* _Task objective_:
Using the records below, filter out every line that lacks "ConcatenatedTensorFormatConverter" and copy the rest.

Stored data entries
○ ○ ○ ○ ○
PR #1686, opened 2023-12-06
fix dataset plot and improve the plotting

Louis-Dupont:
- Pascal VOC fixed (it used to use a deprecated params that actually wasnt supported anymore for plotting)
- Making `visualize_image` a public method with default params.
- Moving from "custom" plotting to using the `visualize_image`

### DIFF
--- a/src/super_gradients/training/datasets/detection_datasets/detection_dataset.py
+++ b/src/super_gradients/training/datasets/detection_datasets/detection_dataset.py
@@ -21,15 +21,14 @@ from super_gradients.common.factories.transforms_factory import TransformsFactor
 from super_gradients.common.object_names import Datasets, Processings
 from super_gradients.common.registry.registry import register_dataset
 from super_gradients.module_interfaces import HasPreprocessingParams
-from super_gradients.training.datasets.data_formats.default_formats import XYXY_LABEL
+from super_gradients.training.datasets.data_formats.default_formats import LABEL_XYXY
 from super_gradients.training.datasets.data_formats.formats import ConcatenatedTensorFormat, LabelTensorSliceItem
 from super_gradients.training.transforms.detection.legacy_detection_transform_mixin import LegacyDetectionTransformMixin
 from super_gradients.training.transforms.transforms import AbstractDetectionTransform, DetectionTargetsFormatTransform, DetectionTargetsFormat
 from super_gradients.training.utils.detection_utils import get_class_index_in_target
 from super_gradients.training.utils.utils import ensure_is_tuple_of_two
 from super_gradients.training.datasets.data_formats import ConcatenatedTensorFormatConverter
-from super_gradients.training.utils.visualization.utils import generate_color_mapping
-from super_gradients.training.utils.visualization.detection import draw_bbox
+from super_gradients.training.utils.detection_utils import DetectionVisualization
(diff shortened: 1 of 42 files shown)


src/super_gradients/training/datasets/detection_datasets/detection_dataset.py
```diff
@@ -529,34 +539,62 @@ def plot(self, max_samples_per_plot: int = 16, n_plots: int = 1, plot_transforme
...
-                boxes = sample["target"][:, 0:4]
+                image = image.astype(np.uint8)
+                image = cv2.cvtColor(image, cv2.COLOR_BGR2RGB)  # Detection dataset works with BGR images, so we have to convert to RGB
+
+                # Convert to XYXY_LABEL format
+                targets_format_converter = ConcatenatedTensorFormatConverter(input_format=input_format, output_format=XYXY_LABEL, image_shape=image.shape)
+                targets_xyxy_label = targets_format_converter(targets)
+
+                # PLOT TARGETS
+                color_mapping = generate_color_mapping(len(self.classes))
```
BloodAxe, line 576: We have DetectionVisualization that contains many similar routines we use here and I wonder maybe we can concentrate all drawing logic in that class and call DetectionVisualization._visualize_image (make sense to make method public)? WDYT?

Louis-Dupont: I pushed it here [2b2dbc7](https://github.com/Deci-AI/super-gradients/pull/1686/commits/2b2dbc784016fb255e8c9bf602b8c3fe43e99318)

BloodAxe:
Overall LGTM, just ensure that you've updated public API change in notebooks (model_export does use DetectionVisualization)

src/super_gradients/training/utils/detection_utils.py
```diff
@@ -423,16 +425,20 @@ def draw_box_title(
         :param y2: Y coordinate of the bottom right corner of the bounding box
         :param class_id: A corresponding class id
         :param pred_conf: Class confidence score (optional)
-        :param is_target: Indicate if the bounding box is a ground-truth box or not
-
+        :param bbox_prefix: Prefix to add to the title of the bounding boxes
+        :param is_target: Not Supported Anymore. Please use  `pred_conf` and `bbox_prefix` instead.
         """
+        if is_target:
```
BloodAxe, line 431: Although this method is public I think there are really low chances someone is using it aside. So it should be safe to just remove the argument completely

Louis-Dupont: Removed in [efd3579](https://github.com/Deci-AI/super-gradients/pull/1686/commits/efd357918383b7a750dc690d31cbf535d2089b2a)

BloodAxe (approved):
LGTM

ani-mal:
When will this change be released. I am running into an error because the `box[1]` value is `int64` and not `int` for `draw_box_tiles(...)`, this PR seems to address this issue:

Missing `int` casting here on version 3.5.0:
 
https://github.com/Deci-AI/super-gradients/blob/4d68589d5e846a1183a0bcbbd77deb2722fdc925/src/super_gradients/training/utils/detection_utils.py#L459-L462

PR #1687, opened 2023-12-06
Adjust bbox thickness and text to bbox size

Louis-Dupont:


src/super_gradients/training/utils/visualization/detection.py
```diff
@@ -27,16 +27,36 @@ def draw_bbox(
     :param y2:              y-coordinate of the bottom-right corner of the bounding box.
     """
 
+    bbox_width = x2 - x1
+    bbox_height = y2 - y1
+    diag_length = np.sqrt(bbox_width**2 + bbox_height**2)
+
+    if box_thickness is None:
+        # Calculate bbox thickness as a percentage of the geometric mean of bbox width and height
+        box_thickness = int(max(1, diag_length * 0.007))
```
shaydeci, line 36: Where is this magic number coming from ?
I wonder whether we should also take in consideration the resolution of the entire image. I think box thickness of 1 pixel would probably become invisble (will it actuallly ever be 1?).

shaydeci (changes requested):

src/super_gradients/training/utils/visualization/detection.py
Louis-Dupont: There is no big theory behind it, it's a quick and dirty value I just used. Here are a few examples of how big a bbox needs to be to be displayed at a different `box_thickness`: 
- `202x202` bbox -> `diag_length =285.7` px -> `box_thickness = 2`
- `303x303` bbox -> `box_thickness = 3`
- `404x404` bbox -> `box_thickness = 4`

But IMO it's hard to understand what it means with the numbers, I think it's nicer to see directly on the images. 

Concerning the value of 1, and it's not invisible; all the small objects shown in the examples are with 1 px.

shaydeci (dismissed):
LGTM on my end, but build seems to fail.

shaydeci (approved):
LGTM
○ ○ ○ ○ ○
* _Written response_:
 from super_gradients.training.datasets.data_formats import ConcatenatedTensorFormatConverter
+                targets_format_converter = ConcatenatedTensorFormatConverter(input_format=input_format, output_format=XYXY_LABEL, image_shape=image.shape)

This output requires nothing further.